Both incidents were tied to the hacking group known as “Scattered Spider,” which authorities believe was behind a series of coordinated attacks on casinos. Recently, law enforcement in Las Vegas announced the arrest of a teenager suspected of participating in some of those attacks, calling the operation a “sophisticated cyber crime.”

Cybersecurity analysts note that casinos are particularly appealing targets due to their vast troves of personal, financial, and transactional information. With operations spanning gaming, hospitality, and loyalty programs, these businesses present multiple vulnerabilities for malicious actors to exploit.

Ongoing Investigations and Next Steps

Boyd Gaming, which operates 11 casinos in the Las Vegas Valley and nearly a dozen more properties across 10 states, is continuing to notify individuals whose information may have been compromised. Regulators and government agencies are also being contacted as the investigation unfolds.
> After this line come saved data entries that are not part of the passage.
PR #1077, opened 2025-06-18
cdrom: Factorize and fix commands taking way too much time

pcercuei:
Previously, `cdrom_exec_cmd_timed()` would send a command to the GD block, then wait on a semaphore until the command was executed. The problem was that the execution status was done in a VBLANK handler, which meant that each command would take up to 16 milliseconds to complete.

This caused the performance of Bloom to tank when reading original PSX discs, from 12 fps down to 1 fps.

Factorize the CD-ROM code by introducing a `cdrom_poll()` function that is then reused all across the cdrom.c code. Use it in `cdrom_exec_cmd_timed()`, and poll until the command is executed (aka. not in `PROCESSING` state), instead of waiting on a semaphore. This probably has a slight CPU overhead, but is much faster, which should still be a net gain. The VBLANK interrupt handler is now also much simpler which is a benefit in itself.

### DIFF
--- a/kernel/arch/dreamcast/hardware/cdrom.c
+++ b/kernel/arch/dreamcast/hardware/cdrom.c
@@ -139,6 +139,11 @@ static int cdrom_check_cmd_done(void *d) {
     return cmd_response != BUSY && cmd_response != PROCESSING;
 }
 
+static int cdrom_check_drive_ready(void *d) {
+    int rv = syscall_gdrom_check_drive(d);
+    return rv != BUSY;
+}
+
 static int cdrom_check_abort_done(void *d) {
     syscall_gdrom_exec_server();
 
@@ -236,8 +241,8 @@ int cdrom_abort_cmd(uint32_t timeout, bool abort_dma) {
 
 /* Return the status of the drive as two integers (see constants) */
 int cdrom_get_status(int *status, int *disc_type) {
-    int rv = ERR_OK;
     uint32_t params[2];
+    int rv;
 
     /* We might be called in an interrupt to check for ISO cache
        flushing, so make sure we're not interrupting something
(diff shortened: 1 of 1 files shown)


kernel/arch/dreamcast/hardware/cdrom.c
```diff
@@ -236,18 +273,13 @@ int cdrom_get_status(int *status, int *disc_type) {
...
 
-    do {
-        rv = syscall_gdrom_check_drive(params);
-
-        if(rv != BUSY) {
-            break;
-        }
-        thd_pass();
-    } while(1);
+    rv = cdrom_poll(params, 0, cdrom_check_drive_ready);
```
DC-SWAT, line 290: `syscall_gdrom_check_drive()` is not a command, so doesn't need call `syscall_gdrom_exec_server()` (`cdrom_poll()`) here.

kernel/arch/dreamcast/hardware/cdrom.c
```diff
@@ -591,55 +588,21 @@ int cdrom_stream_request(void *buffer, size_t size, bool block) {
...
-            else if(syscall_gdrom_dma_check(cmd_hnd, &check_size) == 0) {
-                break;
-            }
-            thd_pass();
-
-        } while(1);
-    }
-    else if(stream_mode == CDROM_READ_PIO) {
-
+    } else {
```
DC-SWAT:
```suggestion
    }
    else {
```

kernel/arch/dreamcast/hardware/cdrom.c
```diff
@@ -591,55 +588,21 @@ int cdrom_stream_request(void *buffer, size_t size, bool block) {
...
-                }
-                break;
-            }
-            thd_pass();
-        } while(1);
+    data = (struct cmd_transfer_data){ cmd_hnd, 0 };
+
+    if(cdrom_poll(&data, 0, cdrom_check_transfer) == ERR_NO_ACTIVE) {
+        cmd_hnd = 0;
+    } else if(stream_mode == CDROM_READ_PIO) {
```
DC-SWAT:
```suggestion
    }
    else if(stream_mode == CDROM_READ_PIO) {
```

DC-SWAT (approved):

QuzarDC (approved):
The changes all track and the refactorization is great for the code.

PR #1091, opened 2025-07-04
examples: Add fb_tex example

pcercuei:
This example demonstrates a trick that allows a RGB565 framebuffer to be used as a texture.

This is useful when additive rendering is needed (where the previous frame is reused as the background of the new frame), or to emulate blur.

### DIFF
--- a/examples/dreamcast/pvr/fb_tex/fb_tex.c
+++ b/examples/dreamcast/pvr/fb_tex/fb_tex.c
@@ -1,0 +1,313 @@
+/* Simple program that shows how the back buffer (the one being currently
+ * presented to the screen) can be used as a texture when rendering to the
+ * front buffer. */
+/* Copyright (C) 2025 Paul Cercueil */
+
+#include <kos.h>
+#include <stdio.h>
+#include <stdbool.h>
+
+/* XXX: KallistiOS has the wrong value for the stride bit. */
+#undef PVR_TXRFMT_STRIDE
+#define PVR_TXRFMT_STRIDE BIT(25)
+
+#define SQUARE_SIZE 64
+
+#define FRONT_RENDER_COLOR 0xfff8f8f8
+
+struct square_fcoords {
+    float x[4];
+    float y[4];
+    float u[4];
+    float v[4];
+};
+
+static bool done;
+
+static uint32_t dr_state;
+
+static void do_exit(uint8_t, uint32_t)
+{
+    done = 1;
+}
+
+alignas(4) static const uint16_t fake_tex_data[] = {
+    /* Alternating 0x8000 / 0x0000 but pre-twiddled */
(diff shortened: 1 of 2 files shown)


pcercuei:
Updated the PR with some more stuff:
- An API function to enable/disable dithering;
- An update to `pvr_get_front_buffer()` which makes it usable with the framebuffer texture trick,
- The fb_tex example now displays better colors and can switch with A/B between a "blur" look, and a regular overpaint.

examples/dreamcast/pvr/fb_tex/fb_tex.c
```diff
@@ -0,0 +1,304 @@
+/* Simple program that shows how the back buffer (the one being currently
+ * presented to the screen) can be used as a texture when rendering to the
+ * front buffer. */
+/* Copyright (C) 2025 Paul Cercueil */
+
+#include <kos.h>
+#include <stdio.h>
+#include <stdbool.h>
+
+/* XXX: KallistiOS has the wrong value for the stride bit. */
```
gyrovorbis, line 10: I meant to ask, there must be some reason why we're not fixing this within the driver, right? Would it break backwards compat? I mean... do we really care, since it's wrong?

examples/dreamcast/pvr/fb_tex/fb_tex.c
```diff
@@ -0,0 +1,304 @@
...
+};
+
+static void render_coords(const struct square_fcoords *coords, float z,
+                          uint32_t argb, float uoffset) {
+    pvr_vertex_t *vert;
+    unsigned int i;
+
+    for(i = 0; i < 4; i++) {
+        vert = pvr_dr_target(dr_state);
+        *vert = (pvr_vertex_t){
```
gyrovorbis, line 79: Damn, I've never done a single assignment like that for the pvr dr pointer... cool.

gyrovorbis (approved):
Absolutely gorgeous and beautiful example both in terms of output and code... 

I could see literally nothing to complain about... Very detailed explanations to help simplify what is a relatively complex novel thing you guys figured out how to do, but also with a real-world use-case that I feel like will benefit any game wanting to do FB effects.

Plus I saw a bunch of "good practices" with the PVR DR API in terms of how to use it well and doing things like compiling the polygon header directly into the SQs, which we have never done before in KOS examples...

Grade A+.

examples/dreamcast/pvr/fb_tex/fb_tex.c
pcercuei: So the story is, BBHoodsta made a PR to fix it in KOS, and added a wrapper to set the stride length register - then rage quit to make his fork. We can either salvage his commits back into KOS (it's BSD license after all) or reimplement something similar.

PR #1094, opened 2025-07-09
timer: Fine-tune timer rate

pcercuei:
The seconds counter has been reported to drift quite significantly vs. a wall clock. This is most likely because until now we considered that the peripheral clock was a perfect 50.0 MHz, while in practice it is closer to 49.9 MHz.

Before merging, somebody should test it against https://github.com/CSword123/Dreamclock-DC-/ and see if the new value works better there. I could do it myself but for the time being I can't find a way to compile Raylib, I get ICEs with many different toolchains.

### DIFF
--- a/kernel/arch/dreamcast/kernel/timer.c
+++ b/kernel/arch/dreamcast/kernel/timer.c
@@ -65,8 +65,11 @@ typedef enum PCK_DIV {
 #define TIMER_TPSC      PCK_DIV_4
 /* Timer IRQ priority levels (0-15) */
 #define TIMER_PRIO      15
-/* Peripheral clock rate (50Mhz) */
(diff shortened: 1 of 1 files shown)


pcercuei:
Related: https://dcemulation.org/phpBB/viewtopic.php?p=1061895

gyrovorbis:
Ugh. Just so you guys know, I actually sat down to start looking at this already, and BAM. Freaking raylib suddenly never wants to compile for me ever again without ICE-ing the compiler.

I think we have a situation here... working on a "patch" we can apply when installing it via kos-ports... Pretty sure if I just break the function for `DrawCylinder()` into multiple smaller (non-inlinable) routines, it'll go away... hopefully...

QuzarDC (approved):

Although the full extent of the breach remains unclear, the lawsuit highlights the growing legal and financial risks companies face when personal data is exposed. For employees and customers impacted, the possibility of fraud or identity theft looms large, and attorneys are encouraging anyone who received a notice from Boyd Gaming to consider legal action.

As the case progresses, Boyd Gaming joins a growing list of casino operators learning firsthand the costly consequences of cybercrime. With lawsuits pending and regulatory scrutiny mounting, the company’s handling of this breach will likely serve as a critical test of accountability in an industry under increasing digital threat.